The rdkafka gem used to rely on downloading librdkafka from the Confluent GitHub repository during the installation process. As a huge proponent of immutable builds that do not depend on external resources, I planned to change this model for a long time. Several months ago, I created a GitHub issue to address this transition. However, the change was delayed due to other priorities within the karafka ecosystem. Unfortunately, this delay resulted in the recent outage.

# Just the relevant code here

recipe.files << {
  :url => "https://codeload.github.com/edenhill/librdkafka/tar.gz/v#{Rdkafka::LIBRDKAFKA_VERSION}",
  :sha256 => Rdkafka::LIBRDKAFKA_SOURCE_SHA256
}

recipe.configure_options = ["--host=#{recipe.host}"]
recipe.cook

This setup meant that during the bundle install process, the required librdkafka source was fetched and compiled on the fly, which inherently relied on the availability of the external GitHub repository.

Upon discovery, it took me 59 minutes to release the first patched version and approximately four hours to prepare fixes and backport them to all relevant versions of the rdkafka gem, including older ones. Luckily, I was in front of my computer when the incident occurred, allowing me to quickly create and release needed fixes.

Future Steps

Going forward, all future releases will depend only on RubyGems, ensuring no reliance on external build sources like GitHub. I decided to ship the librdkafka releases inside the gem itself, enhancing its reliability and stability of the ecosystem.

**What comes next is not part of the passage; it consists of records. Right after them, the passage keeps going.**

PR #2426, opened 2021-07-17
Made AI move for Run and Rumble if immobile

### LINKED ISSUE #889: AI cells should decide to move immediately
Currently the AI waits about 3 seconds after a cell spawns before it does anything. It would be better to have the cells immediately think and start moving. This is only really visible when respawning.

Maxonovien:

This PR modifies run and rumble to make immobile microbe move randomly (as they don't have any input to compute gradient from).
This makes newly spawned microbes move immediately (as they would previously only have 50% chance to move per step).
Note that this does not affect sessile organisms.

**Related Issues**

Closes #889 .

**Progress Checklist**

      break existing features:
      members reviewing this PR)

the PR author.

### DIFF
--- a/src/microbe_stage/MicrobeAI.cs
+++ b/src/microbe_stage/MicrobeAI.cs
@@ -367,7 +367,7 @@ public class MicrobeAI
     // For doing run and tumble
     private void RunAndTumble(Random random)
     {
-        // If this microbe is actually immobile, just initialize by moving in a random direction.
+        // If this microbe is currently stationary, just initialize by moving in a random direction.
         // Used to get newly spawned microbes to move.
         if (microbe.MovementDirection.Length() == 0)
         {
--- a/src/microbe_stage/MicrobeAI.cs
+++ b/src/microbe_stage/MicrobeAI.cs
@@ -367,6 +367,14 @@ public class MicrobeAI
     // For doing run and tumble
     private void RunAndTumble(Random random)
     {
+        // If this microbe is actually immobile, just initialize by moving in a random direction.
+        // Used to get newly spawned microbes to move.
+        if (microbe.MovementDirection.Length() == 0)
+        {
+            MoveWithRandomTurn(0, 2 * Mathf.Pi, random);
+            return;
+        }
+
         // Run and tumble
         // A biased random walk, they turn more if they are picking up less compounds.
         // The scientifically accurate algorithm has been flipped to account for the compound
--- a/src/microbe_stage/MicrobeAI.cs
+++ b/src/microbe_stage/MicrobeAI.cs
@@ -371,7 +371,7 @@ public class MicrobeAI
         // Used to get newly spawned microbes to move.
         if (microbe.MovementDirection.Length() == 0)
         {
-            MoveWithRandomTurn(0, 2 * Mathf.Pi, random);
+            MoveWithRandomTurn(0, Mathf.Pi, random);
             return;
         }
 


Maxonovien:
As a note: while initializing microbes to move in any direction makes sense to me, it comes with microbes sometimes heading towards the player and pushing it for a while. There are 3 possible solutions in my mind:
1. Tweaking the possible orientations (only works if orientation on spawn is not fully random; and I don't think it is?)
2. Making microbes avoid the player in general.
3. Simply not caring, the player can move out of the way if wanted.

src/microbe_stage/MicrobeAI.cs
```diff
@@ -367,6 +367,14 @@ private void EngagePrey(Vector3 target, Random random, bool engulf)
     // For doing run and tumble
     private void RunAndTumble(Random random)
     {
+        // If this microbe is actually immobile, just initialize by moving in a random direction.
```
adQuid, line 370:
```suggestion
        // If this microbe is currently stationary, just initialize by moving in a random direction.
```

Being picky with English, but normally "immobile" means that something CAN'T move, as opposed to not currently moving.

src/microbe_stage/MicrobeAI.cs
```diff
@@ -367,6 +367,14 @@ private void EngagePrey(Vector3 target, Random random, bool engulf)
...
+        // Used to get newly spawned microbes to move.
+        if (microbe.MovementDirection.Length() == 0)
+        {
+            MoveWithRandomTurn(0, 2 * Mathf.Pi, random);
```
adQuid, line 374:
```suggestion
            MoveWithRandomTurn(0, Mathf.Pi, random);
```

MoveWithRandomTurn picks a direction and turns relative to the current heading, so just pi should be enough to be able to turn any direction.

adQuid (changes requested):
Currently unable to test this, but I see a couple things in the code.

src/microbe_stage/MicrobeAI.cs
Maxonovien: If I may say, you really should consider leaving us a memo when you change the meaning of the words you borrow from us. :p Actually was actually intended, but both case works so I'll just leave it like this. Thanks!

adQuid: I'll get back to you with a list of all culture America has ruined, but that might be beyond the scope of this PR.

adQuid (approved):
Can't prove it works, but the code looks good.

adQuid:
Ran playtesting. I'm not seeing any issues with the AI and it does improve behavior. I'd like to see this merged, but I'm not sure if we can say this closes #889 

That issue seems to be describing a delay before even calling the AI code instead of a delay in the AI itself. I've tried to find an example of this happening (I recall observing it), but I wasn't able to in my 15 minutes of testing. On the other hand, this issue is 2 years old, and may have just gone away some other way.

@hhyyrylainen thoughts?

Maxonovien:
I thought similarly at first, but the code actually sets new microbeAI to think at the first think step (because their TimeUntilNextUpdate is set to 0, and only got reset at AI_THINK_INTERVAL upon doing the first move). While it was the first reason for the issue, it is fixed already. I think this is what hh pointed out in the last comment on the issue.

hhyyrylainen:
@adQuid I debugged #889 quite a bit and determined that the AI update for a new cell is ran on the next frame. It's just the AI decides very often to not move. That's why the issue is worded like it is.

adQuid:
In which case I've checked off this ticket as tested.

hhyyrylainen:
Does this still allow really lazy species (with the personality values) to not move when spawned? If so I'm happy with this also.

Maxonovien:
The current changes only affect Run & Rumble algorithm, which only triggers if `SpeciesActivity > Constants.MAX_SPECIES_ACTIVITY / 10`. So sessile organisms, which do not qualify, should not be affected.

No difference is made otherwise, but this is the case for the whole movement algorithm in general.

adQuid:
Well update the branch and let's see if we got a merge on our hands!

hhyyrylainen (approved):

buckly90:
Appears to work great without a hitch. Didn't notice anything unusual as I played, and maybe had a bit too much fun endlessly duplicating my cell to watch the cells quickly float away like balloons.

adQuid:
I admit I really did like the cone effect from before this change. It's like I was blasting a firehose of other cells.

releases = File.expand_path(File.join(File.dirname(__FILE__), '../dist'))

recipe.files << {
  :url => "file://#{releases}/librdkafka_#{Rdkafka::LIBRDKAFKA_VERSION}.tar.gz",
  :sha256 => Rdkafka::LIBRDKAFKA_SOURCE_SHA256
}
recipe.configure_options = ["--host=#{recipe.host}"]
recipe.cook

Fragility of the OSS Supply Chain

This incident highlights our dependence on other OSS projects and repositories. It's essential to remember that mistakes can happen, and we must be prepared. This wasn't the first issue with GitHub downloads. In 2023, a change in GitHub's tar layout broke a lot of software, including ours, that relied on checksums for artifacts verification. To be honest, if we had migrated the building process of rdkafka at that time, this article would not have to be written.

Here are my main takeaways from this incident:

  1. Design Flaws Can Amplify Issues: The incident highlighted how design flaws in dependency management can lead to significant disruptions.
  2. Dependency on External Repositories: Relying on external data sources during the build process can pose risks, mainly when unexpected changes occur.
  3. Importance of Immutable Builds: Adopting immutable builds without external resources can enhance reliability and stability.